I've studied the least-squares method from the Calculus approach, using polynomials of degree $n$: for a set of data points $(x_i,y_i)$, $i=1,...,n$, define a function $E=(y_i-f(x_i))^2$ with $f(x;\alpha_i)$ being the polynomial whose coefficients $\alpha_i$ we're trying to find. Solve for $\nabla f=0$, and you get a system $Ma=u$ where $a$ is the column matrix containing the coefficients of your polynomial. If it's a linear fit ($y=a_1 x + a_2$) then the equation looks like this:
$$ \begin{bmatrix} \sum(x_i^2) & \sum(x_i) \\ \sum(x_i) & n \end{bmatrix} \begin{bmatrix} a_1 \\ a_2 \end{bmatrix} = \begin{bmatrix} \sum(x_iy_i)\\ \sum(y_i) \end{bmatrix} $$ (With each sum going from $i=1$ to $n$, for clarity's sake).
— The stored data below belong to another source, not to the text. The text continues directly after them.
PR #350, opened 2023-06-18
bot database backup option

NotMmDG:
added database backup for admin side of telegram bot

### DIFF
--- a/app/telegram/handlers/admin.py
+++ b/app/telegram/handlers/admin.py
@@ -2,7 +2,8 @@ import io
 import math
 import re
 from datetime import datetime
-
+import os
+import time 
 import qrcode
 import sqlalchemy
 from dateutil.relativedelta import relativedelta
@@ -131,7 +132,15 @@ def suspend_user_command(call: types.CallbackQuery):
         reply_markup=BotKeyboard.confirm_action(
             action="suspend", username=username),
     )
-
+@bot.callback_query_handler(cb_query_equals("backup"), is_admin=True)
+def backup(call: types.CallbackQuery):
+    bot.edit_message_text(
+        'Are you sure? this will send you the backup once every 4 hours.',
+        call.message.chat.id,
+        call.message.message_id,
+        reply_markup=BotKeyboard.confirm_action(action="back_up")
+    )
+    
 
 @bot.callback_query_handler(cb_query_startswith("activate:"), is_admin=True)
 def activate_user_command(call: types.CallbackQuery):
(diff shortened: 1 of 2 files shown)


M03ED:
few changes can make it better

Make time change able.

read database path from .env file

use different bot token ( it can be better )

i write code for it you can use it if you want

import os
import shutil
import time
import datetime
import requests
import threading

# Set up Telegram bot token and chat ID
bot_token = 'AAAAAAAAAA:11111111111111111111111111'
chat_id = '1111111111'
sec = 7200

def backup_and_upload():
    while True:
        # Get the current timestamp
        timestamp = datetime.datetime.now().strftime("%Y-%m-%d-%H:%M")

        # Create the source and destination file paths
        source_file_path = '/var/lib/marzban/db.sqlite3'  # Replace with the actual source file path
        destination_file_path = f'{timestamp}.sqlite3'  # Replace with your desired file extension

        # Delete the previous file if it exists
        if os.path.exists(destination_file_path):
            os.remove(destination_file_path)

        # Copy the source file to the destination path with the new name
        shutil.copy2(source_file_path, destination_file_path)

        # Open the copied file in binary mode
        with open(destination_file_path, 'rb') as file:
            # Prepare the Telegram bot API endpoint
            url = f'https://api.telegram.org/bot{bot_token}/sendDocument'

            # Create the request payload
            files = {'document': file}
            params = {'chat_id': chat_id}

            # Send the file to the Telegram bot using the SOCKS proxy
            response = requests.post(url, params=params, files=files) 

        # Print confirmation message
        if response.status_code == 200:
            print(f"Uploaded {destination_file_path} to Telegram bot.")
        else:
            print(f"Failed to upload {destination_file_path} to Telegram bot.")

        # Wait for 1 hour before repeating the process
        time.sleep(sec)

# Create a new thread for the backup and upload task
backup_thread = threading.Thread(target=backup_and_upload)

# Start the thread in the background
backup_thread.daemon = True
backup_thread.start()

# Keep the main thread running
while True:
    pass

MuhammadAshouri:
@M03ED Why did't you read bot token and chat id from .env

NotMmDG:
so you need another bot token and admin parameter?
wouldn't it better to use the same bot to send the details into a group maybe?

SaintShit:
Hi, thanks for contribution. I must say that what you did is not enough. some might use MySQL or something else, we need a method or command that bumps database for backup. I think bumping database to CSV or SQL file would be nice. btw, I'm going to close this PR and add it as a task to board.

PR #385, opened 2023-07-13
Reseting user's proxy ids(uuid/password) implemented

Alirezaja1384:
After revoking the user's subscription the old one should be useless, without changing the proxy ids, the user can still connect without any problem and I don't think it's "revoking the subscription". Anyway, I might be wrong, if I am, feel free to close the PR 😄.

Details:
 - crud: revoke_sub() resets proxy ids by default.
 - `/api/user/{username}/revoke_sub`: `reset_ids` query parameter added.

### DIFF
--- a/app/db/crud.py
+++ b/app/db/crud.py
@@ -287,8 +287,23 @@ def reset_user_data_usage(db: Session, dbuser: User):
     return dbuser
 
 
-def revoke_user_sub(db: Session, dbuser: User):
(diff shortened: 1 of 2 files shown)


SaintShit:
@Alirezaja1384 Hi, no u're not wrong. I asked about it in group and had planned to implement this, which you have done generously, thank you <3 imma merge this as soon as I got my PC available

PR #401, opened 2023-07-23
Fixing node.py

M03ED:
there was something wrong in last pr so i close it.
i change file so not sudo admin couldn't see nodes detail
but there is a bug in webpage
if not sudo admin go in node settings it will be logout after few second
im not good at frontend and i don't know how to fix it and i think its better @gozarman fix it

### DIFF
--- a/app/views/node.py
+++ b/app/views/node.py
@@ -53,6 +53,8 @@ def add_node(new_node: NodeCreate,
 def get_node(node_id: int,
              db: Session = Depends(get_db),
              admin: Admin = Depends(Admin.get_current)):
+    if not admin.is_sudo:
+        raise HTTPException(status_code=403, detail="You're not allowed") 
 
     dbnode = crud.get_node_by_id(db, node_id)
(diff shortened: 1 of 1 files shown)


M03ED:
i found a way to solve frontend problem with node.py file.

SaintShit (commented):
this exception must be caught at front-end, so this change is not valid

app/views/node.py
```diff
@@ -131,7 +131,7 @@ async def node_logs(node_id: int, websocket: WebSocket, db: Session = Depends(ge
 def get_nodes(db: Session = Depends(get_db),
               admin: Admin = Depends(Admin.get_current)):
     if not admin.is_sudo:
-        raise HTTPException(status_code=403, detail="You're not allowed")
```
SaintShit: this part I mean

SaintShit:
so I'm going to cherry-pick 56e711b53173a48661da6d3a0157ad98a953ecf4 only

My professor's notes say that, for such a system, the error associated with each coefficient can be found with the expression: $$\sigma^2_{a_k}=(M^{-1})_{kk}$$
Which I don't understand really well. My questions are:
- Is the last equation referring to the variance of the k-th coefficient?
- If so, does that mean that I have to find the inverse of $M$, take the k-th element in the main diagonal and find its square root to find the error associated to said coefficient?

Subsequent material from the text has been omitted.